PR #771, opened 2023-05-05
Fix multi line content description rendering for AccessibilityRenderExtension

geoff-powell:


paparazzi/paparazzi-gradle-plugin/src/test/projects/compose-a11y/src/test/resources/compose_a11y.png
geoff-powell, line 1: example of how multi line content description should look

jrodbx: idea: should we instead render this with the newlines, i.e. "multi\nline\ntext"?  otherwise, multiple textviews with multi-line text input might start to distort the height of the snapshot panes?

jrodbx (approved):

paparazzi/paparazzi-gradle-plugin/src/test/projects/compose-a11y/src/test/resources/compose_a11y.png
geoff-powell: done

PR #772, opened 2023-05-05
Update GRADLE_USER_HOME on CI to avoid potential fs conflicts

jrodbx:
Per post-merge feedback from @TWiStErRob: https://github.com/cashapp/paparazzi/pull/770#discussion_r1185889434

### DIFF
--- a/.github/workflows/build.yml
+++ b/.github/workflows/build.yml
@@ -4,7 +4,7 @@ on: [push, pull_request]
 
 env:
   GRADLE_OPTS: "-Dorg.gradle.jvmargs=-Xmx4g -Dorg.gradle.daemon=false -Dkotlin.incremental=false"
-  GRADLE_USER_HOME: ${{ github.workspace }} # required for Windows due to resource relative paths
+  GRADLE_USER_HOME: ${{ github.workspace }}/gradle-home # required for Windows due to resource relative paths
 
 jobs:
   build:


.github/workflows/build.yml
```diff
@@ -4,7 +4,7 @@ on: [push, pull_request]
 
 env:
   GRADLE_OPTS: "-Dorg.gradle.jvmargs=-Xmx4g -Dorg.gradle.daemon=false -Dkotlin.incremental=false"
-  GRADLE_USER_HOME: ${{ github.workspace }} # required for Windows due to resource relative paths
+  GRADLE_USER_HOME: ${{ github.workspace }}/.gradle # required for Windows due to resource relative paths
```
TWiStErRob, line 7: I think the checkout action puts the root of the repository to the same folder, which means the `.gradle` folder will conflict with `gradlew`'s local working folder. Luckily there's no overlap with User home, that I'm aware, here's an example listing from Detekt's build:
```
8.0.1\
8.0.2\
buildOutputCleanup\
configuration-cache\
kotlin\
vcs-1\
file-system.probe
workspace-id.txt
workspace-id.txt.lock
```
vs the [Gradle home contents](https://github.com/cashapp/paparazzi/pull/770#discussion_r1185889434).

jrodbx: I think the clone would create a new folder, but nonethless I've updated to `gradle-home` to avoid any potential conflict between 
`${{ github.workspace }}/.gradle` 
and any of
`${{ github.workspace }}/.gradle/`
`${{ github.workspace }}/gradle/`
`${{ github.workspace }}/gradlew`

TWiStErRob: Did a quick test: https://github.com/TWiStErRob/github-actions-test/actions/runs/4900931461/jobs/8751909992#step:3:9

The checkout action is equivalent to `cd ${{ github.workspace }}; git clone repourl .`

So `gradlew`'s output would create `${{ github.workspace }}/.gradle/`

geoff-powell (approved):

PR #789, opened 2023-05-12
Adds tests for ResourceFolderRepository

kevinzheng-ap:

Add tests for ResourceFolderRepository. Tests are ignored now and should be used for verification when ResourceFolderRepository integrates with new resource loading

cc @jrodbx


jrodbx (approved):
nice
####################
Task prompt> Copy each line in the entries above where the word "clone" shows up.

Your response>
jrodbx: I think the clone would create a new folder, but nonethless I've updated to `gradle-home` to avoid any potential conflict between 
The checkout action is equivalent to `cd ${{ github.workspace }}; git clone repourl .`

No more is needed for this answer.